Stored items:
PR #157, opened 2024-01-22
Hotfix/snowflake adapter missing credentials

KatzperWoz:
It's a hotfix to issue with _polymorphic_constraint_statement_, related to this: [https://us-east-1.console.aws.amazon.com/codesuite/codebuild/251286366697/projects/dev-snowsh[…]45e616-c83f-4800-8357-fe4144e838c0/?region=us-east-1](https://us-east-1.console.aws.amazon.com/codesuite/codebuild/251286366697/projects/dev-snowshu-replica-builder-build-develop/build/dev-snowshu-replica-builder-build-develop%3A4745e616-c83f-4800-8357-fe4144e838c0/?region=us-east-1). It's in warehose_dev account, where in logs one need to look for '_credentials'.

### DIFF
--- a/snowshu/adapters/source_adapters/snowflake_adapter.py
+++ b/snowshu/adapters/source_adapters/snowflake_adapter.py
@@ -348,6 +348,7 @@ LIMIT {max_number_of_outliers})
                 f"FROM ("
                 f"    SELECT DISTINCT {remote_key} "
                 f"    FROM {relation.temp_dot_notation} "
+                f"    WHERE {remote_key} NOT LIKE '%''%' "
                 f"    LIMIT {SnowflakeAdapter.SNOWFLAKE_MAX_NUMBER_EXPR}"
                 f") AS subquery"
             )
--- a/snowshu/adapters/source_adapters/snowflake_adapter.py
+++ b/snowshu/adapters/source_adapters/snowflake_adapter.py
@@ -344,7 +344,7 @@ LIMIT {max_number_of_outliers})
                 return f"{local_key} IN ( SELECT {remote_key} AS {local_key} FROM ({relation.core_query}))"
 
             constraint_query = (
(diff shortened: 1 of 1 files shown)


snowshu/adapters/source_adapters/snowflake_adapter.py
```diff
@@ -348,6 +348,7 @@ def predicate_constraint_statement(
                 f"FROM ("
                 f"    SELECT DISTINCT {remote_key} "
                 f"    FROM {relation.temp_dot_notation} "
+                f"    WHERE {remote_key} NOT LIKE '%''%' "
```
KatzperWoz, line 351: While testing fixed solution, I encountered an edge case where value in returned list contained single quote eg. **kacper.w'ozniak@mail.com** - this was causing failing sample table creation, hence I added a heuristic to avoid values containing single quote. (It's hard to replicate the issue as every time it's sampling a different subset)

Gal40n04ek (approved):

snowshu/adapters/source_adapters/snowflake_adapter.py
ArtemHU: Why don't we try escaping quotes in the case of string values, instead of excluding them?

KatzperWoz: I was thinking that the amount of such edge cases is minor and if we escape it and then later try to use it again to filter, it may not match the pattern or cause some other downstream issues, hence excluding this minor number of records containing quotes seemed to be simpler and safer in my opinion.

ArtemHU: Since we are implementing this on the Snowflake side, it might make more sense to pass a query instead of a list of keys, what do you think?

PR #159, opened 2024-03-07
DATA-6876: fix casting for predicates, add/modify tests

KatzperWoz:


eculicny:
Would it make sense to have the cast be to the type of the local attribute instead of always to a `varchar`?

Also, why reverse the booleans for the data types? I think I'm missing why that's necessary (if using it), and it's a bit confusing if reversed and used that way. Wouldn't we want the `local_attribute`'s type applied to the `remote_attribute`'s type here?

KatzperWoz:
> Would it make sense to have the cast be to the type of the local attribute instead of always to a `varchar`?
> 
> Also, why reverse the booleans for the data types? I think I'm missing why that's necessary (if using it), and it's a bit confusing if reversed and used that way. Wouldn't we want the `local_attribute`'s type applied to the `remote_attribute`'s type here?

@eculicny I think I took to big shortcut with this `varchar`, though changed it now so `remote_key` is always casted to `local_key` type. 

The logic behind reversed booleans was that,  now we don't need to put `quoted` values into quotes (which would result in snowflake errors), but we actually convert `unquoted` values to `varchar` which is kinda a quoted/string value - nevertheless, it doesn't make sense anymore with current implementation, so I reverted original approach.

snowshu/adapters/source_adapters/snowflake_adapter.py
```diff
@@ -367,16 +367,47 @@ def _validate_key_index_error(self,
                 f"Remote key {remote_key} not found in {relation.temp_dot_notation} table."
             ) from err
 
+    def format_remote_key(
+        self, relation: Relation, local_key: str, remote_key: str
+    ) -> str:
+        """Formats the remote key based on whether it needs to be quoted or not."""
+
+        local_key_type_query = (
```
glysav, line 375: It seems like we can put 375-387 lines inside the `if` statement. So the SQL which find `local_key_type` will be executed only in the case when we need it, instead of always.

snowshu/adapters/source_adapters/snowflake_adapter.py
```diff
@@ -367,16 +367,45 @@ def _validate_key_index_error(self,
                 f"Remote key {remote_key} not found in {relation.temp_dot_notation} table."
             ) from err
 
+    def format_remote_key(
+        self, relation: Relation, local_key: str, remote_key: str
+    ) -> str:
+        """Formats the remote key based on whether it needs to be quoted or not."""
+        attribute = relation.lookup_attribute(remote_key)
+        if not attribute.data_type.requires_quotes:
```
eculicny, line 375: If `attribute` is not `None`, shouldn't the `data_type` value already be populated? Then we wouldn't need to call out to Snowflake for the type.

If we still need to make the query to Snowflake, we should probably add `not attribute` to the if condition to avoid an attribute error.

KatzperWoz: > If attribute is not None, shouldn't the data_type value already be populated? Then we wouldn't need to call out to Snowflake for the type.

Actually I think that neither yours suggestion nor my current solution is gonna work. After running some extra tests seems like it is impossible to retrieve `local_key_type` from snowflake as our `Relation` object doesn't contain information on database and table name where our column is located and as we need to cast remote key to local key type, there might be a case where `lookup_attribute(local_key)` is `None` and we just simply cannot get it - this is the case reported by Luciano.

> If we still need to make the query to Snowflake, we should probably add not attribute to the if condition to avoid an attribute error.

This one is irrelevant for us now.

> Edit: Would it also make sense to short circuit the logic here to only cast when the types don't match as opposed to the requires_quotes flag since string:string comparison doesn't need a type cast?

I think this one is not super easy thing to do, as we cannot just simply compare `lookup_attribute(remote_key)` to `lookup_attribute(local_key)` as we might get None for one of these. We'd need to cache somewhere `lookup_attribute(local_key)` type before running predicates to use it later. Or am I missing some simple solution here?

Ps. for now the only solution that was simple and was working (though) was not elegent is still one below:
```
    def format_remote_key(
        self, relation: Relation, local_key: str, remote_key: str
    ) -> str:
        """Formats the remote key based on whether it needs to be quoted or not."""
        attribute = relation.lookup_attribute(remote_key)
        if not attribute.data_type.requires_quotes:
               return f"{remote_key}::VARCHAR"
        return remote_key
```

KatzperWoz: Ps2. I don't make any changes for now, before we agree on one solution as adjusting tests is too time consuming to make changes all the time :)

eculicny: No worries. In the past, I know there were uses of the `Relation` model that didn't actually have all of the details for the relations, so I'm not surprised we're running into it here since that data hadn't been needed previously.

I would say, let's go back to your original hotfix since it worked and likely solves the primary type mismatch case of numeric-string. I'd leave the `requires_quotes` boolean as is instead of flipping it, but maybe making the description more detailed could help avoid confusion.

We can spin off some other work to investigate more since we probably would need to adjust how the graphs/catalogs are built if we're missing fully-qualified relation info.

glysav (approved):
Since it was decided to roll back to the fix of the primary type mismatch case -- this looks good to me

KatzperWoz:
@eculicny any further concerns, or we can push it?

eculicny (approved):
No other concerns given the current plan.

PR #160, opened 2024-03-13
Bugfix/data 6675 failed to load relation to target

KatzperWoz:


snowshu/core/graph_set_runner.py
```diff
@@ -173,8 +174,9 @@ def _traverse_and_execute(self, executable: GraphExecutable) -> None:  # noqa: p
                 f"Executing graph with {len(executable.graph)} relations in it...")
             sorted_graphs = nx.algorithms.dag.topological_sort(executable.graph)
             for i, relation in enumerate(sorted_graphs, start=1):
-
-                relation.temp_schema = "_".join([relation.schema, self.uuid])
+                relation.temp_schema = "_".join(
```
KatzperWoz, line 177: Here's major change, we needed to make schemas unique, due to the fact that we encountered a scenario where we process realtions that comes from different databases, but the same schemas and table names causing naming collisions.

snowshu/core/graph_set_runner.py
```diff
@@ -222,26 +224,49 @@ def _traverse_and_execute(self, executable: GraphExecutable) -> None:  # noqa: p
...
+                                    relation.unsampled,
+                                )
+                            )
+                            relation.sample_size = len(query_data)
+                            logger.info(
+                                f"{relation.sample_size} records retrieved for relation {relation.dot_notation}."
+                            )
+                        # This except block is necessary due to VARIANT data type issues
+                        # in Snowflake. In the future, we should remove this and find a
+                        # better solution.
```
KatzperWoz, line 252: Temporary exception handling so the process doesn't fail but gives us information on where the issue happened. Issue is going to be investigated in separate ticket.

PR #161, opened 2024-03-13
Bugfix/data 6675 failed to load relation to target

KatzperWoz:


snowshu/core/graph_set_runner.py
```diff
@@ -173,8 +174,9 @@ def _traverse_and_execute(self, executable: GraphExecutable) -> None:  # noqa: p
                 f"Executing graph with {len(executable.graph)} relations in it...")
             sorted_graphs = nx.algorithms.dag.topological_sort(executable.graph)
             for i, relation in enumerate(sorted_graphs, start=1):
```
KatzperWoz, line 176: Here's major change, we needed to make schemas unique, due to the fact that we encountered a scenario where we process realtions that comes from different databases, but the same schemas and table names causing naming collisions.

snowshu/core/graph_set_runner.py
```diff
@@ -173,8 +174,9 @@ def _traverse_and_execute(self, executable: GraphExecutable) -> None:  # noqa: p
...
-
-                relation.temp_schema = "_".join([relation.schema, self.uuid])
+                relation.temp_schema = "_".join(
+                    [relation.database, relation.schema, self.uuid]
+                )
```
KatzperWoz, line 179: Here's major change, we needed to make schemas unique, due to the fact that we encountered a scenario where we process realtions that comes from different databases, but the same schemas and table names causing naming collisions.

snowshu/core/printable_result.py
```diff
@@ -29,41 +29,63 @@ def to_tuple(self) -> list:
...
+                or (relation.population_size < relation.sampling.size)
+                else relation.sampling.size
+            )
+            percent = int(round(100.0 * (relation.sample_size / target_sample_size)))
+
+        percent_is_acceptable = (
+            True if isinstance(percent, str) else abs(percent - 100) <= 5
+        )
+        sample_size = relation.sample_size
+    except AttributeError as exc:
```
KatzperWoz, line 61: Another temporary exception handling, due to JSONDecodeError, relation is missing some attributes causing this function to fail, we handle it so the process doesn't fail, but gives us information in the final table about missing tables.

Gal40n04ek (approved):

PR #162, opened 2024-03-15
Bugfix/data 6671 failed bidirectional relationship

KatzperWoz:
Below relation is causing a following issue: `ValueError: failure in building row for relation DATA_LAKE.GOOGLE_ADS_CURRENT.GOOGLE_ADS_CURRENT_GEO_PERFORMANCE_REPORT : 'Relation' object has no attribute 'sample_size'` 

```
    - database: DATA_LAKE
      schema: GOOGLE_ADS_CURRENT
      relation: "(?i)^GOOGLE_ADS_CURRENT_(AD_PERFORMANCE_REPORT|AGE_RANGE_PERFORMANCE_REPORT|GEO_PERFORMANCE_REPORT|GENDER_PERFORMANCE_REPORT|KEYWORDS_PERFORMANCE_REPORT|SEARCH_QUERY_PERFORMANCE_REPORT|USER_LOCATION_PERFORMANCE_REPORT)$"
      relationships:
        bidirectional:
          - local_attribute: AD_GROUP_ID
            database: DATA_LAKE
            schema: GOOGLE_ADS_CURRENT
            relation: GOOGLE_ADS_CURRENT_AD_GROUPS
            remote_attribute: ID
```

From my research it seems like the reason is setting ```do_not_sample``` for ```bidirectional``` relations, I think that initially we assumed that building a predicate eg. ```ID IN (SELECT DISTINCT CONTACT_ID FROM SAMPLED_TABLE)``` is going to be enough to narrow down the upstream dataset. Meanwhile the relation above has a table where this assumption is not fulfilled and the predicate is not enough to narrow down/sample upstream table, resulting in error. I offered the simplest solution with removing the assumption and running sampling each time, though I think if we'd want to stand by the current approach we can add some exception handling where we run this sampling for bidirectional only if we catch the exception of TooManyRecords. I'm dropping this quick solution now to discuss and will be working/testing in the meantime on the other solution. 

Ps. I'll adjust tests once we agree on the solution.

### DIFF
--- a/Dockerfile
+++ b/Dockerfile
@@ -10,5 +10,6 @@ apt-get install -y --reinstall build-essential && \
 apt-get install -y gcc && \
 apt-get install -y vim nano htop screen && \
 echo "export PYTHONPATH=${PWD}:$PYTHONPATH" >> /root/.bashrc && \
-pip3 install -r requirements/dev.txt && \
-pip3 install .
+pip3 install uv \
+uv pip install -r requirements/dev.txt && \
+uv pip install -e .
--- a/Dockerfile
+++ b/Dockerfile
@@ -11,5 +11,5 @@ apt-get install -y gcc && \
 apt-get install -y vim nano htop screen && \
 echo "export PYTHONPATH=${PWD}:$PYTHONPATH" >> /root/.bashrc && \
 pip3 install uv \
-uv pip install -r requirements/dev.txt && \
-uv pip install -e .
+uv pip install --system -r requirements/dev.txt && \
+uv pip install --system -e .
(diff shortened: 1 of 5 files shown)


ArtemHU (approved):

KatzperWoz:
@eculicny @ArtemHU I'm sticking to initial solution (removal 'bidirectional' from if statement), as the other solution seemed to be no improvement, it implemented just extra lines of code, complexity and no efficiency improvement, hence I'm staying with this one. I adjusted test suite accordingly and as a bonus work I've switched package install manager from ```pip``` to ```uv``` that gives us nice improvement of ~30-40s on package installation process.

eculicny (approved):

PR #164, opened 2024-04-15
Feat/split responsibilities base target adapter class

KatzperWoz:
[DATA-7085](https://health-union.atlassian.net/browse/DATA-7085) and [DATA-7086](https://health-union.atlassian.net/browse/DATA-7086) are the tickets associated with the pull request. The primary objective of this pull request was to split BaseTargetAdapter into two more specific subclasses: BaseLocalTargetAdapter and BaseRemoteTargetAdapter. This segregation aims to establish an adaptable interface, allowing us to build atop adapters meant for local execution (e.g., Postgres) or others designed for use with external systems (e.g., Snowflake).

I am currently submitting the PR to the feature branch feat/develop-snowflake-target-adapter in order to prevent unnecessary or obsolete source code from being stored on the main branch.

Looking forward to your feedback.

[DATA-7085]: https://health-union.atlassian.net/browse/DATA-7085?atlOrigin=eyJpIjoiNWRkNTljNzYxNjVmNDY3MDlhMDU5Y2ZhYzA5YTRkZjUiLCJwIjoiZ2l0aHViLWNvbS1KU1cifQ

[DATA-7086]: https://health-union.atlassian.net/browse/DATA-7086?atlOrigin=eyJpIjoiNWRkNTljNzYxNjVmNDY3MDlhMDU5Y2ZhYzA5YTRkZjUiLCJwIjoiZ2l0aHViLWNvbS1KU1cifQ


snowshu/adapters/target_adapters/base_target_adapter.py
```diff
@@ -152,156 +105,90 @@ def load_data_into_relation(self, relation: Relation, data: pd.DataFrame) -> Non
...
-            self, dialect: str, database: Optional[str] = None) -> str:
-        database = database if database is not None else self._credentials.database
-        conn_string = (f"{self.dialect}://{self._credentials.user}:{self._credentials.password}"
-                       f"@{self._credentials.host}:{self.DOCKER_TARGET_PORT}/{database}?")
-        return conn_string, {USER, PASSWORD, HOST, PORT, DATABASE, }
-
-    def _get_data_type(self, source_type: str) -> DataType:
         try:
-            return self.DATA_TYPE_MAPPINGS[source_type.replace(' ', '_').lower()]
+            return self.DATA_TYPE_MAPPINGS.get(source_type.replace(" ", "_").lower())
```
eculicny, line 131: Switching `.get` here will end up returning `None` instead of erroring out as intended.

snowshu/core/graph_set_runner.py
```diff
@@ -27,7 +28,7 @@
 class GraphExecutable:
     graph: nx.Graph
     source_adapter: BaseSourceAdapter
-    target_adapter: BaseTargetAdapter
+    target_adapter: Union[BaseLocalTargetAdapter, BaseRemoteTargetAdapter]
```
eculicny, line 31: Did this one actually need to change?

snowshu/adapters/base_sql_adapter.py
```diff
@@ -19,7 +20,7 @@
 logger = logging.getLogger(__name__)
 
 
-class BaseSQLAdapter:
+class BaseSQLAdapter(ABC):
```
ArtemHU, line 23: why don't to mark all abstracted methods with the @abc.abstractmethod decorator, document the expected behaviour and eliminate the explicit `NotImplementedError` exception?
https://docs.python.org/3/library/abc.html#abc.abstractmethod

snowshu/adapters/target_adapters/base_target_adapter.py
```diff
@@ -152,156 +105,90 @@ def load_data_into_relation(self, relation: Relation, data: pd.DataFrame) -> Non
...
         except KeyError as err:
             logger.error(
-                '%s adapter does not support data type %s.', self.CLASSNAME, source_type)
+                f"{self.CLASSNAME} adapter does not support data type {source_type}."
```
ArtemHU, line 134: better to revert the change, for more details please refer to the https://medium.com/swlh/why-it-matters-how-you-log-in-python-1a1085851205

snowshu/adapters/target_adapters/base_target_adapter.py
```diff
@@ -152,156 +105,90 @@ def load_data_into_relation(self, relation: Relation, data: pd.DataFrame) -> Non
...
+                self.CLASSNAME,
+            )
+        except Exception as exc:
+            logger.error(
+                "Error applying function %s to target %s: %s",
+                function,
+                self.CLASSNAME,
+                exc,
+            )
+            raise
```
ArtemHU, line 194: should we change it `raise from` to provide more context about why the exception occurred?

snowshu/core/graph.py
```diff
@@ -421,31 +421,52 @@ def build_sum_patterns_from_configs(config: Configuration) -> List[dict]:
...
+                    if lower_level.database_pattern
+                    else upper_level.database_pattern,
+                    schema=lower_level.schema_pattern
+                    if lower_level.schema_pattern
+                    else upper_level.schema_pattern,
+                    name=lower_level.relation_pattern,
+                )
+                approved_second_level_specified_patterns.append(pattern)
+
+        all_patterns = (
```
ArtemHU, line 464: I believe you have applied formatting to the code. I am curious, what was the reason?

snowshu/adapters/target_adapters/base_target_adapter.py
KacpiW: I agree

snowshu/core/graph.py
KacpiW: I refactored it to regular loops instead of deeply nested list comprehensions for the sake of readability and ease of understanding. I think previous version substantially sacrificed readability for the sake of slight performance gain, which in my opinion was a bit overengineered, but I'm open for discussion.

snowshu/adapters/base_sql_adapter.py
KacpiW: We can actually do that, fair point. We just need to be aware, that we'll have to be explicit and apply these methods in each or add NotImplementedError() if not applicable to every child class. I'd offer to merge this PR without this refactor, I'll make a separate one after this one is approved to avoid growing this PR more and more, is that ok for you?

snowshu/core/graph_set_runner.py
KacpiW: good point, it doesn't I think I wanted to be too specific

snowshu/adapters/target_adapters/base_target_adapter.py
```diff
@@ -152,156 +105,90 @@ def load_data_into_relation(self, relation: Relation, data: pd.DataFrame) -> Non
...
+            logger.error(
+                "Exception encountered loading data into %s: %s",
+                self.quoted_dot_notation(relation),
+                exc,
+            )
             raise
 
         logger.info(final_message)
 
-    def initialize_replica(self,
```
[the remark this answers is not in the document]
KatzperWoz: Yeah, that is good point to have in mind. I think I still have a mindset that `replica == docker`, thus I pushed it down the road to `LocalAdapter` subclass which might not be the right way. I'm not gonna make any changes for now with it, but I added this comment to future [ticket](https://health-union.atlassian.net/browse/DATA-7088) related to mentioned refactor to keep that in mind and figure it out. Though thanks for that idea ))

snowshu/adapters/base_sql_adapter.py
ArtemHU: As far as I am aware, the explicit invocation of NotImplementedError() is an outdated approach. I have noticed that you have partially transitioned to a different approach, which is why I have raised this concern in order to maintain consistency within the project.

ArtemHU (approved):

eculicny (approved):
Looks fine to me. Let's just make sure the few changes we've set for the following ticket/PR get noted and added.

WHAT YOU NEED TO DO: Your answer must be the lines above, unchanged, from the first one through the line that holds "ArtemHU: Why don't", inclusive, and no others.

SOLUTION FOR THIS PROBLEM:
PR #157, opened 2024-01-22
Hotfix/snowflake adapter missing credentials

KatzperWoz:
It's a hotfix to issue with _polymorphic_constraint_statement_, related to this: [https://us-east-1.console.aws.amazon.com/codesuite/codebuild/251286366697/projects/dev-snowsh[…]45e616-c83f-4800-8357-fe4144e838c0/?region=us-east-1](https://us-east-1.console.aws.amazon.com/codesuite/codebuild/251286366697/projects/dev-snowshu-replica-builder-build-develop/build/dev-snowshu-replica-builder-build-develop%3A4745e616-c83f-4800-8357-fe4144e838c0/?region=us-east-1). It's in warehose_dev account, where in logs one need to look for '_credentials'.

### DIFF
--- a/snowshu/adapters/source_adapters/snowflake_adapter.py
+++ b/snowshu/adapters/source_adapters/snowflake_adapter.py
@@ -348,6 +348,7 @@ LIMIT {max_number_of_outliers})
                 f"FROM ("
                 f"    SELECT DISTINCT {remote_key} "
                 f"    FROM {relation.temp_dot_notation} "
+                f"    WHERE {remote_key} NOT LIKE '%''%' "
                 f"    LIMIT {SnowflakeAdapter.SNOWFLAKE_MAX_NUMBER_EXPR}"
                 f") AS subquery"
             )
--- a/snowshu/adapters/source_adapters/snowflake_adapter.py
+++ b/snowshu/adapters/source_adapters/snowflake_adapter.py
@@ -344,7 +344,7 @@ LIMIT {max_number_of_outliers})
                 return f"{local_key} IN ( SELECT {remote_key} AS {local_key} FROM ({relation.core_query}))"
 
             constraint_query = (
(diff shortened: 1 of 1 files shown)


snowshu/adapters/source_adapters/snowflake_adapter.py
```diff
@@ -348,6 +348,7 @@ def predicate_constraint_statement(
                 f"FROM ("
                 f"    SELECT DISTINCT {remote_key} "
                 f"    FROM {relation.temp_dot_notation} "
+                f"    WHERE {remote_key} NOT LIKE '%''%' "
```
KatzperWoz, line 351: While testing fixed solution, I encountered an edge case where value in returned list contained single quote eg. **kacper.w'ozniak@mail.com** - this was causing failing sample table creation, hence I added a heuristic to avoid values containing single quote. (It's hard to replicate the issue as every time it's sampling a different subset)

Gal40n04ek (approved):

snowshu/adapters/source_adapters/snowflake_adapter.py
ArtemHU: Why don't we try escaping quotes in the case of string values, instead of excluding them?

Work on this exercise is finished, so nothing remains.